Issue #8856, opened 2020-12-10
[ui_next] No identifying information that an ad-hoc command was run as an ad-hoc command in job details view


unlikelyzero:
##### ISSUE TYPE
 - Bug Report

##### SUMMARY
No identifying information that an ad-hoc command was run as an ad-hoc command in job details view

##### ENVIRONMENT
* AWX version: 12/10

##### STEPS TO REPRODUCE
1. Run ad-hoc command job
2. Navigate to details view of that job

##### EXPECTED RESULTS
Something to describe job type as ad-hoc command vs playbook run

##### ACTUAL RESULTS
No identifying information

##### ADDITIONAL INFORMATION
<img width="622" alt="Screen Shot 2020-12-10 at 6 33 01 PM" src="https://user-images.githubusercontent.com/12446869/101842496-2752f700-3b16-11eb-8307-7f313aaf5554.png">

unlikelyzero:
Covered by unit test

PR #8888, opened 2020-12-14
 Make display type unique for different job types and consistent between job list and details

jakemcdermott:
##### SUMMARY
for #8856 

Make display type unique for different job types and consistent between job list and details:

- Fix key for adhoc command display type in job list item
- Use `type` field as key for job display type on job details
- Match displayed type text for job list and details


keithjgrant (approved):
lgtm

PR #10904, opened 2021-08-17
do not collect artifact_data when gathering analytics

jladdjr:
`artifact_data` can include sensitive information that should be omitted


rebeccahhh (approved):
👍🏻

Issue #10829, opened 2021-08-03
Editing idle_timeout and job_timeout for ansible-runner environment settings


felipe4334:
So currently I'm having an issue were our windows patching playbook is failing because the working Kubernetes Pod gets terminated before the patching is completed. We believe this is because of the idle_timeout set inside ansible-runner environment settings

settings:
---
idle_timeout: 600
job_timeout: 3600
pexpect_timeout: 10

I'm currently building a custom AWX-EE image based out of quay.io/ansible/awx-ee:0.5.0, and that original image is being built from quay.io/ansible/ansible-runner:latest. I understand that I can build ansible/ansible-runner myself and edit the "ansible-runner/demo/env/settings" file and then build my own custom ansible/awx-ee:0.5.0 from that but is there a way to do this using awx-operator. I understand that awx-operator recommends customizing the Pod spec for custom EE but I dont see what specs I can provide the custom ansible/awx-ee:0.5.0 image since that image is not the one that gets idle_timeout: environment variable assigned.

![image](https://user-images.githubusercontent.com/13802820/128064041-3690072a-35d8-46db-a82a-7653e28dda53.png)

So to make the question above simpler, can I set the idle_timeout environment variable for ansible-runner inside the spec of a custom awx-ee image?

Or maybe include the idle_timeout ansible-runner envrionemnt variable when build the custom awx-ee image based out of ansible/awx-ee:0.5.0?

```
FROM quay.io/ansible/awx-ee:0.5.0

# Install Ansible requirements.
COPY requirements.yml ${HOME}/requirements.yml
RUN ansible-galaxy collection install -r ${HOME}/requirements.yml

# Version: 1.3.1
RUN pip3 install pandas

ENV idle_timeout=5000
```

wenottingham:
Moving to the awx repo. The right way for this to work would be for AWX to pass this down via some setting, not via overriden env vars in a podspec or EE.

tiagodread:
Verified setting `DEFAULT_JOB_IDLE_TIMEOUT` to 10s and running the playbook:
```
---

- name: 'Test playbook to sleep for a specified interval'
  hosts: all
  gather_facts: false
  vars:
    sleep_interval: 30

  tasks:
    - name: sleep for a specified interval
      command: sleep '{{ sleep_interval }}'
```

![image](https://user-images.githubusercontent.com/12464858/137484611-64760ec9-9c79-4229-a236-9bebaea92922.png)

felipe4334:
[...]

PR #10906, opened 2021-08-18
Added idle_timeout setting to job settings

x0r3ax3ax:
##### SUMMARY

#10829 
##### ISSUE TYPE

 - Feature Pull Request

##### COMPONENT NAME

 - API
 - UI

##### AWX VERSION

```
19.2.2
```

##### ADDITIONAL INFORMATION

```

```


nixocio (approved):
UI changes are sane. Thanks @oweel.

awx/main/conf.py
```diff
@@ -408,6 +408,18 @@
     unit=_('seconds'),
 )
 
+register(
+    'DEFAULT_JOB_IDLE_TIMEOUT',
+    field_class=fields.IntegerField,
+    min_value=0,
+    default=600,
```
jakemcdermott, line 415: Is this also the default value used by runner for `idle_timeout`?

If we add this setting using a `default` of `600`, will impact the existing behavior of preexisting job templates after upgrading?

jakemcdermott: Is this also the default value used by runner for idle_timeout?

Will the behavior of preexisting job templates be impacted after upgrading?

x0r3ax3ax: @jakemcdermott thank you for your feedback! 
Yes, you are right. I set default value is 0 for prevent overriding idle_timeout in preexisting job templates.

felipe4334:
@shanemcd It would be great if you could please review this pull request.

felipe4334:
Hello @shanemcd

felipe4334:
@nixocio Can this please be merged?

felipe4334:
@oweel it looks like idle_timeout might not be working too well.

Even though idle_timeout is set to 0 its still timing out in 5-6 minutes.
image

image

- pause:
      minutes: 20

If idle_timeout is set to something like 10 seconds then it works.
image
image


And if idle_timeout is set to like 9999 it will still timeout in 5-6 minutes:
image
image

Issue #10872, opened 2021-08-12
Approval Node Allows Saving without Required Name Field Value 


AlexSCorey:
### Please confirm the following

- [X] I agree to follow this project's [code of conduct](http://docs.ansible.com/ansible/latest/community/code_of_conduct.html).
- [X] I have checked the [current issues](https://github.com/ansible/awx/issues) for duplicates.
- [X] I understand that AWX is open source software provided for free and that I am not entitled to status updates or other assurances.

### Summary

A workflow job template node has an active save button even with the name field being empty.  The User can save this node, and the modal will close and show a DELETED text on the node inside the visualizer

### AWX version

devel

### Installation method

docker for mac

### Modifications

no

### Web browser

Chrome

### Steps to reproduce

Create a workflow job template.
Go to the visualizer and create a node.  Select Approval node.
Leave name field blank and click save

### Expected results

The save button should be disabled without a name field.  

### Actual results

The save button is enabled and the user can save, and then closed with wizard

tiagodread:
Fixed with #10907

PR #10907, opened 2021-08-18
properly validates node

AlexSCorey:
##### SUMMARY
This addresses #10872.

##### ISSUE TYPE
 - Bugfix Pull Request

##### COMPONENT NAME
 - UI

##### ADDITIONAL INFORMATION
approval node

### DIFF
--- a/awx/ui/src/screens/Template/WorkflowJobTemplateVisualizer/Modals/NodeModals/NodeTypeStep/useNodeTypeStep.js
+++ b/awx/ui/src/screens/Template/WorkflowJobTemplateVisualizer/Modals/NodeModals/NodeTypeStep/useNodeTypeStep.js
@@ -61,7 +61,7 @@ function getStep(
       (nodeTypeField.value !== 'workflow_approval_template' &&
         nodeResourceField.value === null) ||
       (nodeTypeField.value === 'workflow_approval_template' &&
-        approvalNameField.value === undefined) ||
+        approvalNameField.value === '') ||
       formError
     ) {
       return false;


awx/ui/src/screens/Template/WorkflowJobTemplateVisualizer/Modals/NodeModals/NodeTypeStep/useNodeTypeStep.js
```diff
@@ -61,7 +61,7 @@ function getStep(
       (nodeTypeField.value !== 'workflow_approval_template' &&
         nodeResourceField.value === null) ||
       (nodeTypeField.value === 'workflow_approval_template' &&
-        approvalNameField.value === undefined) ||
+        approvalNameField.value === '') ||
```
jakemcdermott, line 64: @AlexSCorey That it was previously `undefined` makes me think there could be a scenario where the value _is_ `undefined` (This can happen on the survey form, if I recall). 

I'm wondering if we should add the empty string check to the existing conditional:
```suggestion
        (approvallNameField.value === 'undefined' || approvalNameField.value === '')) ||
```

jakemcdermott: discussed w/ @AlexSCorey - we're reasonably sure this value can never be `undefined`, so leaving as is.

jakemcdermott (approved):

PR #10910, opened 2021-08-18
Fix overwrite bug where hosts with no instance ID var are re-created

AlanCoding:
##### SUMMARY
Tests ran without this fix produce these errors:

https://gist.github.com/AlanCoding/81582dd60c727c35c5649ae0d6443779

Leaving as a draft until we have another independent reproducer.

##### ISSUE TYPE
 - Bugfix Pull Request

##### COMPONENT NAME
 - API

### DIFF
--- a/awx/main/management/commands/inventory_import.py
+++ b/awx/main/management/commands/inventory_import.py
@@ -268,13 +268,13 @@ class Command(BaseCommand):
         """
         self.db_instance_id_map = {}
         if self.instance_id_var:
-            host_qs = self.inventory_source.hosts.all()
-            host_qs = host_qs.filter(instance_id='', variables__contains=self.instance_id_var.split('.')[0])
+            host_qs = self.inventory_source.hosts.all().only('id', 'instance_id', 'variables')
             for host in host_qs:
                 instance_id = self._get_instance_id(host.variables_dict)
-                if not instance_id:
-                    continue
-                self.db_instance_id_map[instance_id] = host.pk
+                if instance_id:
+                    self.db_instance_id_map[instance_id] = host.id
+                elif host.instance_id:
+                    self.db_instance_id_map[host.instance_id] = host.id
 
     def _build_mem_instance_id_map(self):
         """
--- a/awx/main/management/commands/inventory_import.py
+++ b/awx/main/management/commands/inventory_import.py
@@ -268,12 +268,12 @@ class Command(BaseCommand):
         """
         self.db_instance_id_map = {}
         if self.instance_id_var:
-            host_qs = self.inventory_source.hosts.all().only('id', 'instance_id', 'variables')
+            host_qs = self.inventory_source.hosts.all().only('id', 'instance_id', 'variables').iterator()
             for host in host_qs:
                 instance_id = self._get_instance_id(host.variables_dict)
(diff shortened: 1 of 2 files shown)


AlanCoding:
I feel pretty confident that I can demonstrate the fix with a real inventory source now.

 - Run an azure inventory sync that imports 3 hosts
 - Set overwrite on that source, update it again
   - Observe that it persists the host (no bug)
 - Now change the file-based setting `AZURE_RM_INSTANCE_ID_VAR` to something not there
 - Update it again

In the output, you can see:

```
    5.229 WARNING  Host "<redacted>" has no "alan_messed_with_diz_id" variable(s)
    5.273 WARNING  host deletions took 36 queries for 3 hosts
```

And in this case, it failed to recognize the host.

awx/main/management/commands/inventory_import.py
```diff
@@ -268,13 +268,18 @@ def _build_db_instance_id_map(self):
         """
         self.db_instance_id_map = {}
         if self.instance_id_var:
-            host_qs = self.inventory_source.hosts.all()
-            host_qs = host_qs.filter(instance_id='', variables__contains=self.instance_id_var.split('.')[0])
+            host_qs = self.inventory_source.hosts.all().only('id', 'instance_id', 'variables').iterator()
```
AlanCoding: I think we need an alternative to this for performance reasons.

To do that, I don't see easy option other than to do a loop of `instance_id_var.split(',')` (probably reversed), and then `.split('.')[0]` inside that loop.

awx/main/management/commands/inventory_import.py
```diff
@@ -269,12 +270,13 @@ def _build_db_instance_id_map(self):
         self.db_instance_id_map = {}
         if self.instance_id_var:
             host_qs = self.inventory_source.hosts.all()
-            host_qs = host_qs.filter(instance_id='', variables__contains=self.instance_id_var.split('.')[0])
-            for host in host_qs:
-                instance_id = self._get_instance_id(host.variables_dict)
-                if not instance_id:
-                    continue
-                self.db_instance_id_map[instance_id] = host.pk
+            for instance_id_part in reversed(self.instance_id_var.split(',')):
```
jladdjr, line 273: I'm still reading through everything here, so don't have the full context yet, but had two questions come up here (mostly just for my own edification):

* Based on `self.instance_id_var.split(',')` it looks like we just weren't respecting the fact that `self.instance_id_var` could be a _list_ of potential id vars?
* Why `reversed` here? Does the last id var have highest precedence?

jladdjr (approved):
Man, tricky stuff. Thanks for dealing with such a thorny issue.

awx/main/management/commands/inventory_import.py
AlanCoding: First point - exactly, yes.

Second point - the _first_ id has the highest precedence. The loop isn't checking if the dict has the key before assigning it. So if both id vars match, it'll save the 2nd value first, but then get overwritten by the 1st.

jladdjr: ah, makes sense. 👍

beeankha (approved):

PR #10918, opened 2021-08-20
Attempt to surface streaming errors that were being eaten

shanemcd:


kdelee:
I manually applied this diff and now I'm getting better error messages:
https://github.com/ansible/tower/issues/5251#issuecomment-902840339

kdelee (approved):

awx/main/tasks.py
```diff
@@ -3077,7 +3081,12 @@ def _run_internal(self, receptor_ctl, work_type=None):
                     return res
 
                 if not self.task.instance.result_traceback:
-                    raise RuntimeError(detail)
+                    try:
+                        resultsock = receptor_ctl.get_work_results(self.unit_id, return_sockfile=True)
+                        lines = resultsock.readlines()
+                        self.task.instance.result_traceback = b"".join(lines).decode()
```
AlanCoding, line 3084: I'm somewhat confused by the fact that this doesn't raise (which would save the text to `result_traceback` ultimately) and doesn't call `self.task.save(update_fields=['result_traceback'])`. Not saying it doesn't work, it could, but it's not easy to follow.

AlanCoding:
I'm also increasingly feeling like this data shouldn't be considered a traceback. Yes, it might contain a python traceback, but it's just a command that errored. It could be anything.

AlanCoding (approved):

AlanCoding:
Also on the subject of error handling - https://github.com/ansible/awx/pull/10823

This is really difficult stuff, I'm worried about it getting out of control, and I'd really like to draw down the complexity in any way I can.

beeankha (approved):

PR #10919, opened 2021-08-20
awx aint the only user in town

kdelee:
##### SUMMARY

Building off of https://github.com/ansible/awx/pull/10918 , I wan to see if this makes me able to run a project update

### DIFF
--- a/awx/main/models/credential/__init__.py
+++ b/awx/main/models/credential/__init__.py
@@ -506,7 +506,7 @@ class CredentialType(CommonModelNameNotUnique):
             _, path = tempfile.mkstemp(dir=os.path.join(private_data_dir, 'env'))
             with open(path, 'w') as f:
                 f.write(data)
-            os.chmod(path, stat.S_IRUSR | stat.S_IWUSR)
+            os.chmod(path, stat.S_IRUSR | stat.S_IWUSR | stat.S_IRGRP | stat.S_IWGRP)
             container_path = to_container_path(path, private_data_dir)
 
             # determine if filename indicates single file or many
@@ -539,7 +539,7 @@ class CredentialType(CommonModelNameNotUnique):
                 f = os.fdopen(handle, 'w')
                 f.write(safe_dump(vars))
                 f.close()
-                os.chmod(path, stat.S_IRUSR)
+                os.chmod(path, stat.S_IRUSR | stat.S_IRGRP)
                 return path
 
             if extra_vars:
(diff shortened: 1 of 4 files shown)


awx/main/models/credential/injectors.py
```diff
@@ -31,7 +31,7 @@ def gce(cred, env, private_data_dir):
     f = os.fdopen(handle, 'w')
     json.dump(json_cred, f, indent=2)
     f.close()
-    os.chmod(path, stat.S_IRUSR | stat.S_IWUSR)
+    os.chmod(path, stat.S_IRUSR | stat.S_IWUSR | stat.S_IRGRP | stat.S_IWGRP)
```
AlanCoding, line 34: Seeing this repeated so many times, it makes it seem obvious that it should become a shared constant, and an easy location for this is `awx.main.constants`. We might have multiple variety of file permissions for executable files, and some others.

awx/main/models/credential/__init__.py
```diff
@@ -539,7 +539,7 @@ def build_extra_vars_file(vars, private_dir):
                 f = os.fdopen(handle, 'w')
                 f.write(safe_dump(vars))
                 f.close()
-                os.chmod(path, stat.S_IRUSR)
+                os.chmod(path, stat.S_IRUSR | stat.S_IRGRP)
```
AlanCoding, line 542: I cannot articulate why the extra vars file should not be writable when the others are.

awx/main/models/credential/injectors.py
kdelee: +1

awx/main/tasks.py
```diff
@@ -966,6 +967,10 @@ def build_private_data_files(self, instance, private_data_dir):
         private_data = self.build_private_data(instance, private_data_dir)
         private_data_files = {'credentials': {}}
         if private_data is not None:
+            artifact_dir = os.path.join(private_data_dir, 'artifacts', str(self.instance.id))
+            if not os.path.exists(artifact_dir):
+                os.makedirs(artifact_dir)
+                os.chmod(artifact_dir, stat.S_IRUSR | stat.S_IXUSR | stat.S_IWUSR | stat.S_IRGRP | stat.S_IXGRP | stat.S_IWGRP)
```
AlanCoding, line 973: Why did you have to move artifact dir handling and change the pattern for it?

kdelee:
Abandoning this approach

| BRIEF |
Working through the records, find each line containing the word "specified" and copy it.

| WRITTEN ANSWER |
- name: 'Test playbook to sleep for a specified interval'
    - name: sleep for a specified interval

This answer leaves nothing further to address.